━━ INFORMATION PROVIDED ━━
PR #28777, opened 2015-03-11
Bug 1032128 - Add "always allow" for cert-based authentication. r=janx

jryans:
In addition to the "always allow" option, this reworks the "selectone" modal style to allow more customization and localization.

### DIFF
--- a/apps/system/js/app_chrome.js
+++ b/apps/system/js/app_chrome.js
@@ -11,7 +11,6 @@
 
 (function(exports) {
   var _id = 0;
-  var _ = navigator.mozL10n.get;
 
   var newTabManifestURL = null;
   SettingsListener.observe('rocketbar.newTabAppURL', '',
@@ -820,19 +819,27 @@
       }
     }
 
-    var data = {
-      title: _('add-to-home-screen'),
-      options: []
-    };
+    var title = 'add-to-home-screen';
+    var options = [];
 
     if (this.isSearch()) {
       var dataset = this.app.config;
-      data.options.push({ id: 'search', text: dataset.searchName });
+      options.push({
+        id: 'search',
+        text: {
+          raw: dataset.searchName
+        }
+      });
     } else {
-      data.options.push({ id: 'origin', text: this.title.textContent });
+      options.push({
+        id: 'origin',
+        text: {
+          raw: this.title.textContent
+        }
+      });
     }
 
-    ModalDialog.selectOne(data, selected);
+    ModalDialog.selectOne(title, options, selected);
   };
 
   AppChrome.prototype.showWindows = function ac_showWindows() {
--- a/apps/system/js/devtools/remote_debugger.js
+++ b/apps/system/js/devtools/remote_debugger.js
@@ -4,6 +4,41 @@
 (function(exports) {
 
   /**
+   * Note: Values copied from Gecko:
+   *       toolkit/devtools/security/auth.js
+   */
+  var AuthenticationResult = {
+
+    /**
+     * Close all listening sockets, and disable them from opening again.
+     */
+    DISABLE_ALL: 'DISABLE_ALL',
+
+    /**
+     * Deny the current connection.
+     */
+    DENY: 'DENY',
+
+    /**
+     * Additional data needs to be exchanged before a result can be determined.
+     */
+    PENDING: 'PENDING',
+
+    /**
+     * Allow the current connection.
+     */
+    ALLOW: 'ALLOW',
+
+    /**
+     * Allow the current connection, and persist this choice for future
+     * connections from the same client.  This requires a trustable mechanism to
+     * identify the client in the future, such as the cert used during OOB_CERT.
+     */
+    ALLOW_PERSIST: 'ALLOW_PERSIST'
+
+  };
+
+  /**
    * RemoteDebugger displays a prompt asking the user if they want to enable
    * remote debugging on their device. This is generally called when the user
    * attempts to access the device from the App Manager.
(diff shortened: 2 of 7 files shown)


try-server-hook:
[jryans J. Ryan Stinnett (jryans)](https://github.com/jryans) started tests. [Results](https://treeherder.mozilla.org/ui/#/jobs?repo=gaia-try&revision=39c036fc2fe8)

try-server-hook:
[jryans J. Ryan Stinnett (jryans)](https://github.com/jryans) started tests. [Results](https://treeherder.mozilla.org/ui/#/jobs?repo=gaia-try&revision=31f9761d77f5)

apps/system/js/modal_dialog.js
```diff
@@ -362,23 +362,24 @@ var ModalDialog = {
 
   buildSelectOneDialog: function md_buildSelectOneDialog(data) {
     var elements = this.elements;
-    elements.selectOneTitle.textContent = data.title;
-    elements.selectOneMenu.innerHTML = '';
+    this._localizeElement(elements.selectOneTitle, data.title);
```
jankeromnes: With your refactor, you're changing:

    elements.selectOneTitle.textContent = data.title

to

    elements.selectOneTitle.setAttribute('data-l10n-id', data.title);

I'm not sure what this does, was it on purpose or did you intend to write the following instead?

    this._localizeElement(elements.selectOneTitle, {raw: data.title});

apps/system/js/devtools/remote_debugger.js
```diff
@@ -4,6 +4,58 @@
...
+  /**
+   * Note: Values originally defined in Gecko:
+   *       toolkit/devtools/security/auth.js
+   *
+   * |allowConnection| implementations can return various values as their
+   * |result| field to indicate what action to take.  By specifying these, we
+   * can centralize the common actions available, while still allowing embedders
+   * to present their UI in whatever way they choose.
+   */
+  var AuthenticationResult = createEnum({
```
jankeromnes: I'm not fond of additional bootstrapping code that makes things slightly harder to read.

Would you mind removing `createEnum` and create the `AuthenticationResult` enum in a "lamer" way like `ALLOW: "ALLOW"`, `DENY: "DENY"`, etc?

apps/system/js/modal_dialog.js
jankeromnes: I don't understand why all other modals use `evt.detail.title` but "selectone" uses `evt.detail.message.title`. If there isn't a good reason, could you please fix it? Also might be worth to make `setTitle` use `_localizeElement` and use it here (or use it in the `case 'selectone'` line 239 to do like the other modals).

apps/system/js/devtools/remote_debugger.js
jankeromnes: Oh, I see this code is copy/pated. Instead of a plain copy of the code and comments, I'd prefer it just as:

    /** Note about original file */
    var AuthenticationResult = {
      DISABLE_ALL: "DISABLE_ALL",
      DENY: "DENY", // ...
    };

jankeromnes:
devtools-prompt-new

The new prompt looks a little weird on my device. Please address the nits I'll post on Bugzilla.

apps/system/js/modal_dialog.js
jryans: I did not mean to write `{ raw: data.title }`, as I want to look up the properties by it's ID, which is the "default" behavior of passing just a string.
━━━
━━ INFORMATION PROVIDED ━━
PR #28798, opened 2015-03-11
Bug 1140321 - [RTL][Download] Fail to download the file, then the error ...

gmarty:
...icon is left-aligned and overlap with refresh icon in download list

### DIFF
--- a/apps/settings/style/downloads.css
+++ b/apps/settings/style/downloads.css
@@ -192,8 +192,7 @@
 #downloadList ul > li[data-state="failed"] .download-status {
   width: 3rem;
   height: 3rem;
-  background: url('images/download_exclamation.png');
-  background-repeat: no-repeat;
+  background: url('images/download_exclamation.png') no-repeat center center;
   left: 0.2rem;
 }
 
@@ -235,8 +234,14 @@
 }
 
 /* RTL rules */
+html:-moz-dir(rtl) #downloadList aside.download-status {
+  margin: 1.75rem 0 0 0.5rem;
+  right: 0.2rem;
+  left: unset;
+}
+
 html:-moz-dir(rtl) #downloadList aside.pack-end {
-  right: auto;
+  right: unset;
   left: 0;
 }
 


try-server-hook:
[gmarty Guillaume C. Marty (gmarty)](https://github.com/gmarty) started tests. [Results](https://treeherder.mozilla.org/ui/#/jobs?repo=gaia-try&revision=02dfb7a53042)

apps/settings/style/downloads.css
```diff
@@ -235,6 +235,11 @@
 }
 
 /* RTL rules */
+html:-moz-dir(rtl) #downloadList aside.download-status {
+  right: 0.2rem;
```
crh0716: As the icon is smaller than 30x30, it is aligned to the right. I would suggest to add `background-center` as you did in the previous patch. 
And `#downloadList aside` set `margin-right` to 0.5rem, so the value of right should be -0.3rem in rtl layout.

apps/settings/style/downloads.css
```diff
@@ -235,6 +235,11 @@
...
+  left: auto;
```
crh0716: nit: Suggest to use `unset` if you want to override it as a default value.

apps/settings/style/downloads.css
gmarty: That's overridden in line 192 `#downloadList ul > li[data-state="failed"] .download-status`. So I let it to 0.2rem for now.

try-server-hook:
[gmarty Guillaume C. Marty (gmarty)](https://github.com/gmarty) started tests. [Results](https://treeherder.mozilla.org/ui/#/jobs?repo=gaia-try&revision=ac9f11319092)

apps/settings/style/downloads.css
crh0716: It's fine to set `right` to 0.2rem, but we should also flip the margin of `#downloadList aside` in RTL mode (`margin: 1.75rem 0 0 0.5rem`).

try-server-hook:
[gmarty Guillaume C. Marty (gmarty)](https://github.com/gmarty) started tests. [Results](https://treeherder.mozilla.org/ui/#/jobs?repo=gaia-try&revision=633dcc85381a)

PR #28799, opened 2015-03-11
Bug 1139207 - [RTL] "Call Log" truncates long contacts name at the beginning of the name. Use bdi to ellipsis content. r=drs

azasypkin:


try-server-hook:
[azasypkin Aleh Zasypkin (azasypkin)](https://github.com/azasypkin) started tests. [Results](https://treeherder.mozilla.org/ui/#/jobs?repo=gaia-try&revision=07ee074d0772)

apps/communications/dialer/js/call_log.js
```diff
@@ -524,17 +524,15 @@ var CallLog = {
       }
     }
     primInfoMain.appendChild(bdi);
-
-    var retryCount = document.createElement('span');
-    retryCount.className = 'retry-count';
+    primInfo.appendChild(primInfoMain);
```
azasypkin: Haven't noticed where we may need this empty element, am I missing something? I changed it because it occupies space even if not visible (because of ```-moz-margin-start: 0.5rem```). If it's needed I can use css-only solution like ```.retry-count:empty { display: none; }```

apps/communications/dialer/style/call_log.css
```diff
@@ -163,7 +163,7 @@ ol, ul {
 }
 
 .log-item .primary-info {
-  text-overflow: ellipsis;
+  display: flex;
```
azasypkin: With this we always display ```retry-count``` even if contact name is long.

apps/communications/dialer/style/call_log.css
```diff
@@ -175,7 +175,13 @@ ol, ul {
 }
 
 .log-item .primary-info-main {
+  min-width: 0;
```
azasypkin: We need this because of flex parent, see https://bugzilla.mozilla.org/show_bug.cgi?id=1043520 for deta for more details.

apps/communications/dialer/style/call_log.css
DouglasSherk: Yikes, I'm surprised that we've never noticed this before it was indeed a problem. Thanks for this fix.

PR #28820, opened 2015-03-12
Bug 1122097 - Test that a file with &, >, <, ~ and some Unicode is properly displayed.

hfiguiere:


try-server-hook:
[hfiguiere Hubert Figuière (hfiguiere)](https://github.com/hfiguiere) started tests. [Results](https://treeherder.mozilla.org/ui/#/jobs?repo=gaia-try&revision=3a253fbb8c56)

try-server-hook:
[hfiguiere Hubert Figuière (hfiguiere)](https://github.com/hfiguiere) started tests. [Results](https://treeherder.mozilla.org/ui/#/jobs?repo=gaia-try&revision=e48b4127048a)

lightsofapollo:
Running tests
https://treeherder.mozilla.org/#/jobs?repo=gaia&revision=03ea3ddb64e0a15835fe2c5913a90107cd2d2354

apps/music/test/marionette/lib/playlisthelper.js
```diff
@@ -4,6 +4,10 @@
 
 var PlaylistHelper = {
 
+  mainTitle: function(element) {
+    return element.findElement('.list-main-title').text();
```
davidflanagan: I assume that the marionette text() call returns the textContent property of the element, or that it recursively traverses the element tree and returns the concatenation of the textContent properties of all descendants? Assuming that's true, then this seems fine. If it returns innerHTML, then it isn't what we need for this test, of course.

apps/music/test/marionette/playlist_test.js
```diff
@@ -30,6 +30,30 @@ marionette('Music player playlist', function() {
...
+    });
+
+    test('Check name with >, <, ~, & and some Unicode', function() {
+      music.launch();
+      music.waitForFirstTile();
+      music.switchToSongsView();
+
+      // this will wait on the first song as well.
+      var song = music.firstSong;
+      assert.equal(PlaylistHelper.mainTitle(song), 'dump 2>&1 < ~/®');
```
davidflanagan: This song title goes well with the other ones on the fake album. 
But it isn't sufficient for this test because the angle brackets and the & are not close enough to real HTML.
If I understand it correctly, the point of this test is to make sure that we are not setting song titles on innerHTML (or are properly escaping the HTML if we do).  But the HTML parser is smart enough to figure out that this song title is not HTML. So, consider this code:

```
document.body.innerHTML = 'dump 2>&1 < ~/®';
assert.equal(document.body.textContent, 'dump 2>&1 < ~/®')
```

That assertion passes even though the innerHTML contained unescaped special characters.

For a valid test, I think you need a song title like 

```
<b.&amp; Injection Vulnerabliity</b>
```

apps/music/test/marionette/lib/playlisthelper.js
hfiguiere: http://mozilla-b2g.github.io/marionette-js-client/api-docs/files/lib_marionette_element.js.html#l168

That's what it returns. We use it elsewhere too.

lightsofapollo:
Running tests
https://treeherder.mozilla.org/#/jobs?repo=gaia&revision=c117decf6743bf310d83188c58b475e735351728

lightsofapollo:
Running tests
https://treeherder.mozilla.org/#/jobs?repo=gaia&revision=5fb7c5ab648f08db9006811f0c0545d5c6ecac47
━━━
— EXERCISE OBJECTIVE —
Search the entries for the word "files" and copy every line that has it.

— FINISHED TASK —
(diff shortened: 2 of 7 files shown)
hfiguiere: http://mozilla-b2g.github.io/marionette-js-client/api-docs/files/lib_marionette_element.js.html#l168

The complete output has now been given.